- _EXERCISE OBJECTIVE_
Would you transcribe each of the entries exactly, with nothing added or dropped?

-------- INFORMATION SHOWN

PR #24891, opened 2023-04-05
Lowcode CDK: implement single use refresh token oauth authenticator

davydov-d:
## What
https://github.com/airbytehq/airbyte/issues/24658

## How
Extrapolating the Single use refresh token authenticator from Python CDK to lowcode CDK.
- Subclassing AbstractOauth2Authenticator and DeclarativeAuthenticator
- Declaring component schema in yaml and python
- Implementing unit tests


airbyte-cdk/python/airbyte_cdk/sources/declarative/auth/oauth.py
```diff
@@ -126,3 +128,166 @@ def access_token(self) -> str:
     @access_token.setter
     def access_token(self, value: str):
         self._access_token = value
+
+
+@dataclass
+class DeclarativeSingleUseRefreshTokenOauth2Authenticator(AbstractOauth2Authenticator, DeclarativeAuthenticator):
```
sherifnada, line 134: this feels like a lot of duplication -- shouldn't we use the existing single use authenticator and configure it using the user inputs instead?

davydov-d: @sherifnada yeah I had the same thoughts but decided to duplicate because of two things:
 - thought we should probably have independent code bases for python & low code CDKs
 - reusing the existing single use authenticator would make it impossible to use interpolated strings as input parameters. 

On the other hand, I think we hardly need those fields to be interpolated.
Now that you have dispelled my doubts - I updated the code, please take a look again

airbyte-cdk/python/airbyte_cdk/sources/declarative/models/declarative_component_schema.py
```diff
@@ -180,6 +180,26 @@ class OAuthAuthenticator(BaseModel):
     parameters: Optional[Dict[str, Any]] = Field(None, alias="$parameters")
 
 
+class SingleUseRefreshTokenOAuthAuthenticator(BaseModel):
+    type: Literal["SingleUseRefreshTokenOAuthAuthenticator"]
+    token_refresh_endpoint: str
+    client_id_config_path: Optional[List[str]] = ["credentials", "client_id"]
```
girarda, line 186: While this is inconsistent with the other authenticators, I think this is a good way to avoid the need for string interpolation since we know the client_id should come from the config. 

CC @brianjlai - I'm not particularly interested in introducing more widespread breaking changes, but I think this might be a good pattern to use when possible

girarda (approved):

Issue #1277, opened 2016-02-23
analytics - ClassNotFoundException: org/apache/xalan/processor/TransformerFactoryImpl


fvanderbiest:
```
java.lang.ClassNotFoundException: org/apache/xalan/processor/TransformerFactoryImpl
    java.lang.Class.forName0(Native Method)
    java.lang.Class.forName(Class.java:278)
    javax.xml.transform.FactoryFinder.getProviderClass(FactoryFinder.java:125)
    javax.xml.transform.FactoryFinder.newInstance(FactoryFinder.java:182)
    javax.xml.transform.FactoryFinder.find(FactoryFinder.java:250)
    javax.xml.transform.TransformerFactory.newInstance(TransformerFactory.java:101)
    org.springframework.http.converter.xml.SourceHttpMessageConverter.<init>(SourceHttpMessageConverter.java:80)
```

I guess related to eg: https://github.com/georchestra/georchestra/blob/master/mapfishapp/src/main/java/org/georchestra/mapfishapp/ws/classif/SLDClassifier.java#L129-L141

pmauduit:
Yup a quick win might to add xalan as a dependency in analytics ...

pmauduit:
I think a better way is to remove the code you pointed and use a more convenient method to set the parser for the analytics scope (not polluting the other webapps), following the documentation:

https://docs.oracle.com/javase/7/docs/api/javax/xml/transform/TransformerFactory.html

> Use the javax.xml.transform.TransformerFactory system property.
> Use the properties file "lib/jaxp.properties" in the JRE directory. This configuration file is in standard java.util.Properties format and contains the fully qualified name of the implementation class with the key being the system property defined above. The jaxp.properties file is read only once by the JAXP implementation and it's values are then cached for future use. If the file does not exist when the first attempt is made to read from it, no further attempts are made to check for its existence. It is not possible to change the value of any property in jaxp.properties after it has been read for the first time.
> Use the Services API (as detailed in the JAR specification), if available, to determine the classname. The Services API will look for a classname in the file META-INF/services/javax.xml.transform.TransformerFactory in jars available to the runtime.
> Platform default TransformerFactory instance.

PR #1283, opened 2016-02-24
mapfishapp - using a specific transformer

pmauduit:
Related to issue #1277

Tests:
- Testsuite OK
- Runtime OK (seems to fail after the getSLD() call because of misconfigured database)

TODO
Would deserve a more thourough check in a servlet container with multiple webapps


fvanderbiest:
LGTM, thanks Pierre.
Merging and we'll backport to 15.12 later if relevant.

PR #1287, opened 2016-02-29
specify old sequence as default value for primary key

Vampouille:
This avoid creation of a new sequence when migrating to 15.12


fvanderbiest:
Indeed, thanks Julien !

----------------

- _SOLUTION_
PR #24891, opened 2023-04-05
Lowcode CDK: implement single use refresh token oauth authenticator

davydov-d:
## What
https://github.com/airbytehq/airbyte/issues/24658

## How
Extrapolating the Single use refresh token authenticator from Python CDK to lowcode CDK.
- Subclassing AbstractOauth2Authenticator and DeclarativeAuthenticator
- Declaring component schema in yaml and python
- Implementing unit tests


airbyte-cdk/python/airbyte_cdk/sources/declarative/auth/oauth.py
```diff
@@ -126,3 +128,166 @@ def access_token(self) -> str:
     @access_token.setter
     def access_token(self, value: str):
         self._access_token = value
+
+
+@dataclass
+class DeclarativeSingleUseRefreshTokenOauth2Authenticator(AbstractOauth2Authenticator, DeclarativeAuthenticator):
```
sherifnada, line 134: this feels like a lot of duplication -- shouldn't we use the existing single use authenticator and configure it using the user inputs instead?

davydov-d: @sherifnada yeah I had the same thoughts but decided to duplicate because of two things:
 - thought we should probably have independent code bases for python & low code CDKs
 - reusing the existing single use authenticator would make it impossible to use interpolated strings as input parameters. 

On the other hand, I think we hardly need those fields to be interpolated.
Now that you have dispelled my doubts - I updated the code, please take a look again

airbyte-cdk/python/airbyte_cdk/sources/declarative/models/declarative_component_schema.py
```diff
@@ -180,6 +180,26 @@ class OAuthAuthenticator(BaseModel):
     parameters: Optional[Dict[str, Any]] = Field(None, alias="$parameters")
 
 
+class SingleUseRefreshTokenOAuthAuthenticator(BaseModel):
+    type: Literal["SingleUseRefreshTokenOAuthAuthenticator"]
+    token_refresh_endpoint: str
+    client_id_config_path: Optional[List[str]] = ["credentials", "client_id"]
```
girarda, line 186: While this is inconsistent with the other authenticators, I think this is a good way to avoid the need for string interpolation since we know the client_id should come from the config. 

CC @brianjlai - I'm not particularly interested in introducing more widespread breaking changes, but I think this might be a good pattern to use when possible

girarda (approved):

Issue #1277, opened 2016-02-23
analytics - ClassNotFoundException: org/apache/xalan/processor/TransformerFactoryImpl


fvanderbiest:
```
java.lang.ClassNotFoundException: org/apache/xalan/processor/TransformerFactoryImpl
    java.lang.Class.forName0(Native Method)
    java.lang.Class.forName(Class.java:278)
    javax.xml.transform.FactoryFinder.getProviderClass(FactoryFinder.java:125)
    javax.xml.transform.FactoryFinder.newInstance(FactoryFinder.java:182)
    javax.xml.transform.FactoryFinder.find(FactoryFinder.java:250)
    javax.xml.transform.TransformerFactory.newInstance(TransformerFactory.java:101)
    org.springframework.http.converter.xml.SourceHttpMessageConverter.<init>(SourceHttpMessageConverter.java:80)
```

I guess related to eg: https://github.com/georchestra/georchestra/blob/master/mapfishapp/src/main/java/org/georchestra/mapfishapp/ws/classif/SLDClassifier.java#L129-L141

pmauduit:
Yup a quick win might to add xalan as a dependency in analytics ...

pmauduit:
I think a better way is to remove the code you pointed and use a more convenient method to set the parser for the analytics scope (not polluting the other webapps), following the documentation:

https://docs.oracle.com/javase/7/docs/api/javax/xml/transform/TransformerFactory.html

> Use the javax.xml.transform.TransformerFactory system property.
> Use the properties file "lib/jaxp.properties" in the JRE directory. This configuration file is in standard java.util.Properties format and contains the fully qualified name of the implementation class with the key being the system property defined above. The jaxp.properties file is read only once by the JAXP implementation and it's values are then cached for future use. If the file does not exist when the first attempt is made to read from it, no further attempts are made to check for its existence. It is not possible to change the value of any property in jaxp.properties after it has been read for the first time.
> Use the Services API (as detailed in the JAR specification), if available, to determine the classname. The Services API will look for a classname in the file META-INF/services/javax.xml.transform.TransformerFactory in jars available to the runtime.
> Platform default TransformerFactory instance.

PR #1283, opened 2016-02-24
mapfishapp - using a specific transformer

pmauduit:
Related to issue #1277

Tests:
- Testsuite OK
- Runtime OK (seems to fail after the getSLD() call because of misconfigured database)

TODO
Would deserve a more thourough check in a servlet container with multiple webapps


fvanderbiest:
LGTM, thanks Pierre.
Merging and we'll backport to 15.12 later if relevant.

PR #1287, opened 2016-02-29
specify old sequence as default value for primary key

Vampouille:
This avoid creation of a new sequence when migrating to 15.12


fvanderbiest:
Indeed, thanks Julien !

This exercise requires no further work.